PR #76, opened 2023-01-11
Minor color and spacing tweaks to the Terminal

GBKS:
- Adds a first tip line to the Terminals in the two lessons that use it ("Enter your commands here and press Enter...")
- Tweaks colors and spacing of Terminal lines
- Changes ">" to always be in a pseudo-element to avoid glitches when submitting

[Check the preview](https://saving-satoshi-git-feature-terminal-color-tweaks-saving-satoshi.vercel.app/chapters/chapter-1/genesis/genesis-pt2)

### DIFF
--- a/app/chapters/[slug]/genesis/genesis-pt2/page.tsx
+++ b/app/chapters/[slug]/genesis/genesis-pt2/page.tsx
@@ -23,7 +23,10 @@ function getGenesis() {
 export default function Genesispt2() {
   const genesis = getGenesis()
 
-  const [lines, setLines] = useState([])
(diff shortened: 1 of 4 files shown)


aureleoules (commented):
Nice that's better.
Just a nit: I would prefer the user input lines to be white and the current input greyish instead of the other way around. What do you think?

GBKS:
@aureleoules why do you prefer that? My logical reasoning is that the active input should visually be stronger.

aureleoules:
Maybe both white then? I don't want to slow down the development for this.

aureleoules (approved):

:::

### Problem requirements
All of the data above needs to be given again exactly.

### Response area
PR #76, opened 2023-01-11
Minor color and spacing tweaks to the Terminal

GBKS:
- Adds a first tip line to the Terminals in the two lessons that use it ("Enter your commands here and press Enter...")
- Tweaks colors and spacing of Terminal lines
- Changes ">" to always be in a pseudo-element to avoid glitches when submitting

[Check the preview](https://saving-satoshi-git-feature-terminal-color-tweaks-saving-satoshi.vercel.app/chapters/chapter-1/genesis/genesis-pt2)

### DIFF
--- a/app/chapters/[slug]/genesis/genesis-pt2/page.tsx
+++ b/app/chapters/[slug]/genesis/genesis-pt2/page.tsx
@@ -23,7 +23,10 @@ function getGenesis() {
 export default function Genesispt2() {
   const genesis = getGenesis()
 
-  const [lines, setLines] = useState([])
(diff shortened: 1 of 4 files shown)


aureleoules (commented):
Nice that's better.
Just a nit: I would prefer the user input lines to be white and the current input greyish instead of the other way around. What do you think?

GBKS:
@aureleoules why do you prefer that? My logical reasoning is that the active input should visually be stronger.

aureleoules:
Maybe both white then? I don't want to slow down the development for this.

aureleoules (approved):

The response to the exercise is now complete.